Frederick loved exotic animals in general: his mobile zoo, with which he impressed the cold cities of Northern Italy and Europe, included hounds, elephants, giraffes, cheetahs, lynxes, leopards and exotic birds.
He was also alleged to have carried out a
Language deprivation experiment, having young infants
raised without human interaction in an attempt to determine if there was a
natural language that they might demonstrate once their voices matured. It is claimed he was seeking to discover what language would have been imparted unto
Adam and Eve by God. The experiments were recorded by the monk
Salimbene di Adam (who despised Frederick) in his
Chronicles, who wrote that Frederick bade
"foster-mothers and nurses to suckle and bathe and wash the children, but in no ways to prattle or speak with them; for he would have learnt whether they would speak the Hebrew language (which had been the first), or Greek, or Latin, or Arabic, or perchance the tongue of their parents of whom they had been born. But he laboured in vain, for the children could not live without clappings of the hands, and gestures, and gladness of countenance, and blandishments."

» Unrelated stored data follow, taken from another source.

PR #436, opened 2019-10-10
US110195 Add d2l-html-editor

ryantmer:
This adds a `d2l-ace-html-editor` component, which wraps `d2l-html-editor` and allows for editing the HTML instructions for an assignment. Editing in this field is functional - it fetches the editor config for the assignment, displays the current instructions, autosaves on change, and uses the instructions edit Siren action to POST the new value. Formatting and ISF also appear to work as expected.

Still doing some final checking and validation of things locally, but this is ready to go barring any final changes from that testing.


components/d2l-activity-editor/d2l-activity-assignment-editor/d2l-ace-html-editor.js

Frederick was also interested in the stars, and his court was host to many astrologers and astronomers. He often sent letters to the leading scholars of the time (not only in Europe) asking for solutions to questions of science, mathematics and physics.
A Damascene chronicler,
Sibt ibn al-Jawzi, left a physical description of Frederick based on the testimony of those who had seen the emperor in person in Jerusalem: "The Emperor was covered with red hair, was bald and myopic. Had he been a slave, he would not have fetched 200 dirhams at market." Frederick's eyes were described variously as blue, or "green like those of a serpent".